My parents only wanted one thing that I can still try to do.  They want me (and all their family) to be happy.   Our happiness is the only legacy they want.

With happiness in mind I give up many fleeting pleasures for deferred gratification.  Instead of the immediate enjoyment of junk food, I focus on health and fitness.  Instead of impulse purchases, I think about what I really need and why, and save for the future.

My sister called Mom her heart, and I called Mom my home at her funeral.  Our parents home was certainly the gathering place for the entire extended family, where we their children came together again.  My parents home was where my children got to know their cousins, aunts and uncles.  Without my parents, the shape of the family is forever changed, but we reach out to each other maintain better contact.

A year of reflection is coming to an end, and you are never far from my thoughts Mom and Dad.

 

Time Passes

Shirt off, muscles glistening with exertion, like a stone chiseled statue, my protector and provider, powerful and wise, and the template that the next man in my life could never match. That was my Daddy.

My Mommy was model tall sleek and movie star beautiful, my caretaker and teacher, knowing and wise, patient and loving, the template I wanted to grow into but could never match.

As I grew I noticed something that really upset me, and I took every opportunity to bring it to their awareness. They were not powerful nor wise enough and I could take care of myself, and they didn’t know everything. The world outside our doors was full of unkindness, unfairness, and injustice. They were supposed to fix these things.

I wasn’t permitted to pass out flowers in a demonstration of peace and love at town center. There were no black people for me to get arrested with to fight injustice and discrimination as we witnessed on television each evening. Taking care of us wasn’t enough. There was a whole world that was messed up, and they needed to get out there and fix it.

Next thing I know I am married, with children. I vote for peace and justice the best I can. It is a struggle to be patient with my brilliant and amazing children.
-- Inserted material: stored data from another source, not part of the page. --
PR #267, opened 2020-10-29
Add support for "main" branch

Holzhaus:


daschuer:
What is the point of maintaining Travis here?

Holzhaus:
> What is the point of maintaining Travis here? 

The versionend manual needs to be built *from the latest branch* because it uses the `conf.py` from that branch to build the other branches, too.

Before, I had quirky code to determine the newest branch by name, now we can just use `main`.

daschuer:
Ok than lets merge.

PR #280, opened 2020-11-04
Netlify: Allow unsafe-inline scripts to accomodate RTD Theme

Holzhaus:
Unfortunately, the search function sometimes doesn't work because the
inline script hash seems to change. Looks like we need to allow
unsafe-inline scripts until this issues has been fixed upstream:

https://github.com/readthedocs/sphinx_rtd_theme/issues/817


Holzhaus:
I'll merge this myself to fix the broken search now.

The struggle to bring peace into the life of me and my imperfect husband isn’t easy just because of love. We struggle with our differences and discuss (or argue) every decision. We struggle with finances and jobs, and balancing those needs with the needs and wants of ourselves and our family.
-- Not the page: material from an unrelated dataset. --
PR #281, opened 2020-11-04
requirements.txt: Bump RTD theme version

Holzhaus:


Holzhaus:
Merge? This will probably speed up build times a bit, as the theme is not tagged as safe for parallel reading in earlier versions.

I grew up. I pulled away the curtain to see the ordinary people behind the great and powerful image.

With eyes that have difficulty reading, the television has become their window to the world. The tables have turned. As I once cried that they should get out and fix things, they now tell me to write letters, campaign and support those fighting for justice. They were and are far from perfect, but they taught me to think and care. As I struggle with life, I learned to see their struggle. They are just people doing the best they can with their imperfect lives.

The beauty and strength of youth has fallen away. They fight against physical limitations caused by heart attack, stoke, emphysema and injuries due to falls. It may take much longer to do the things they want to do, but they still do them. They stubbornly maintain every scrap of their independence.

As their bodies age, anger and frustration sometimes spill over. It is natures way, in God’s wisdom, to help them let go of life, and to help us to let them go. Their love and wisdom is still there, and when the wisdom goes, the love will be enough.

Their true beauty still shines and they have become more precious to me. May they have many more years to watch the family grow.